The Druid input source is to support reading data directly from existing Druid segments, potentially using a new schema and changing the name, dimensions, metrics, rollup, etc. of the segment. The Druid input source is splittable and can be used by the parallel task. This input source has a fixed input format for reading from Druid segments; no inputFormat field needs to be specified in the ingestion spec when using this input source.

Property Description Required
type Set the value to druid. yes
dataSource A String defining the Druid datasource to fetch rows from yes
interval A String representing an ISO-8601 interval, which defines the time range to fetch the data over. yes
filter See Filters. Only rows that match the filter, if specified, will be returned. no

The Druid input source can be used for a variety of purposes, including:

  • Creating new datasources that are rolled-up copies of existing datasources.
  • Changing the partitioning or sorting of a datasource to improve performance.
  • Updating or removing rows using a transformSpec.

When using the Druid input source, the timestamp column shows up as a numeric field named __time set to the number of milliseconds since the epoch (January 1, 1970 00:00:00 UTC).

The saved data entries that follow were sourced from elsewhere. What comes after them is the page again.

PR #13049, opened 2026-07-04
fix(analytics): avoid inline GA consent scripts

### LINKED ISSUE #12650: Candidate follow-up: ga-consent-init inline script blocked by CSP (nonce/hash missing)
## Source

* Current issue: ad-hoc (proxy.ts refactor session, 2026-07-01)
* Source PR: not opened yet (branch itstimwhite/refactor-proxy-middleware)
* Source branch/session: /qa --exhaustive run against pnpm run dev:web:browse

## Follow-up

On the local browse dev server, the `ga-consent-init` inline script (rendered from app/layout, `dangerouslySetInnerHTML`) is blocked by CSP on /signin and /app pages:

> Executing inline script violates the following Content Security Policy directive 'script-src ... nonce-... sha256-...'

The script carries neither the request nonce nor a matching sha256 hash in the policy. Verified pre-existing (reproduces identically on main's proxy.ts, so unrelated to the proxy refactor). Needs a check whether production is affected or whether the hash list is just stale for the dev variant of the consent script; fix is either threading the nonce into the ga-consent-init script tag or adding/refreshing its hash in the CSP builder.

## Why it matters

If production renders the same unhashed inline script, GA consent-mode initialization silently never runs (analytics/consent state broken). If dev-only, it's console noise that masks real CSP regressions during QA.

## Classification

Candidate

Does the ga-consent-init inline script execute under CSP in production (check [jov.ie](<http://jov.ie>) response + console)? If not, ship nonce/hash fix; if dev-only, align the dev CSP hash list so local QA is clean.

## Dependency

None

itstimwhite:
## Summary

Fixes #12650

- Move `ga-consent-init` out of root-layout inline HTML and into a static same-origin `/ga-consent-init.js` route allowed by existing `script-src 'self'`.
- Remove the inline `ga-config` Next script; configure GA from the client bundle and queue through `dataLayer` if `gtag` is not loaded yet.
- Add regression coverage for the external consent script route, GA provider behavior, root layout script shape, and CSP `script-src 'self'` contract.

## Acceptance Evidence

Production is affected today:

```text
Playwright against https://jov.ie/signin before this patch:
status: 200
script#ga-consent-init: src=null, nonce=null, inlineLength=1736
CSP console error includes hash sha256-10mdStbS5FsxO5o5mUoGLmIeAbLhb6GzReTI5H9pN/U= for ga-consent-init
CSP console error includes hash sha256-veo+qifFoX7qG9ff/2VXFLxJfOVV4C+yMlQen6v53wA= for ga-config
```

Local post-fix browser smoke:

```text
/signin: status=200, final url=http://localhost:3000/waitlist, CSP nonce present, script#ga-consent-init src=/ga-consent-init.js, inlineLength=0, CSP/GA console messages=[]
/app: status=200, final url=http://localhost:3000/app, CSP nonce present, script#ga-consent-init src=/ga-consent-init.js, inlineLength=0, CSP/GA console messages=[]
/ga-consent-init.js: status=200, content-type=text/javascript; charset=utf-8, routeHasConsentDefault=true
```

Note: local `/signin` and `/app` emitted unrelated `DATABASE_URL environment variable is not set` dev-server logs under the mock auth setup, but the page responses returned 200 and the browser CSP/GA message filter was empty.

## Test plan

```text
pnpm --filter @jovie/web exec biome check --write components/providers/GoogleAnalytics.tsx components/providers/GoogleAnalytics.test.tsx app/ga-consent-init.js/route.ts app/ga-consent-init.js/route.test.ts app/layout.tsx tests/unit/app/root-layout-scripts.test.ts tests/unit/lib/content-security-policy.test.ts tests/unit/tracking/google-consent-mode.test.ts lib/tracking/google-consent-mode.ts
Checked 9 files in 37ms. No fixes applied.
```

```text
pnpm --filter @jovie/web exec vitest run app/ga-consent-init.js/route.test.ts components/providers/GoogleAnalytics.test.tsx tests/unit/app/root-layout-scripts.test.ts tests/unit/tracking/google-consent-mode.test.ts tests/unit/lib/content-security-policy.test.ts
Test Files  5 passed (5)
Tests  34 passed (34)
```

```text
pnpm --filter @jovie/web run typecheck -- --pretty false
@jovie/web typecheck completed with exit code 0
```

```text
pnpm turbo typecheck --filter=@jovie/web
Tasks: 3 successful, 3 total
```

```text
pnpm --filter @jovie/web exec eslint --config eslint.config.js --max-warnings=0 app/layout.tsx components/providers/GoogleAnalytics.tsx components/providers/GoogleAnalytics.test.tsx
exit code 0
```

```text
git diff --check
exit code 0
```

```text
pre-commit hook
PASS: gitleaks, trufflehog, next:proxy-guard, Biome staged check, staged ESLint, a11y:check:staged, staged typecheck
```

It is common to use this in the timestampSpec, if you want the output timestamp to be equivalent to the input timestamp. In this case, set the timestamp column to __time and the format to auto or millis.

It is OK for the input and output datasources to be the same. In this case, newly generated data will overwrite the previous data for the intervals specified in the granularitySpec. Generally, if you are going to do this, it is a good idea to test out your reindexing by writing to a separate datasource before overwriting your main one. Alternatively, if your goals can be satisfied by compaction, consider that instead as a simpler approach.

An example task spec is shown below. It reads from a hypothetical raw datasource wikipedia_raw and creates a new rolled-up datasource wikipedia_rollup by grouping on hour, "countryName", and "page".

{
  "type": "index_parallel",
  "spec": {
    "dataSchema": {
      "dataSource": "wikipedia_rollup",
      "timestampSpec": {
        "column": "__time",
        "format": "millis"
      },
      "dimensionsSpec": {
        "dimensions": [
          "countryName",
          "page"
        ]
      },
      "metricsSpec": [
        {
          "type": "count",
          "name": "cnt"
        }
      ],
      "granularitySpec": {
        "type": "uniform",
        "queryGranularity": "HOUR",
        "segmentGranularity": "DAY",
        "intervals": ["2016-06-27/P1D"],
        "rollup": true
      }
    },
    "ioConfig": {
      "type": "index_parallel",
      "inputSource": {
        "type": "druid",
        "dataSource": "wikipedia_raw",
        "interval": "2016-06-27/P1D"
      }
    },
    "tuningConfig": {
      "type": "index_parallel",
      "partitionsSpec": {
        "type": "hashed"
      },
      "forceGuaranteedRollup": true,
      "maxNumConcurrentSubTasks": 1
    }
  }
}

:::info

Older versions (0.19 and earlier) did not respect the timestampSpec when using the Druid input source. If you have ingestion specs that rely on this and cannot rewrite them, set druid.indexer.task.ignoreTimestampSpecForDruidInputSource to true to enable a compatibility mode where the timestampSpec is ignored.

:::

The secondary partitioning method determines the requisite number of concurrent worker tasks that run in parallel to complete ingestion with the Combining input source. Set this value in maxNumConcurrentSubTasks in tuningConfig based on the secondary partitioning method:

  • range or single_dim partitioning: greater than or equal to 1
  • hashed or dynamic partitioning: greater than or equal to 2

For more information on the maxNumConcurrentSubTasks field, see Implementation considerations.

SQL input source

:::info Required extension To use the SQL input source, you must load the appropriate extension in your common.runtime.properties file.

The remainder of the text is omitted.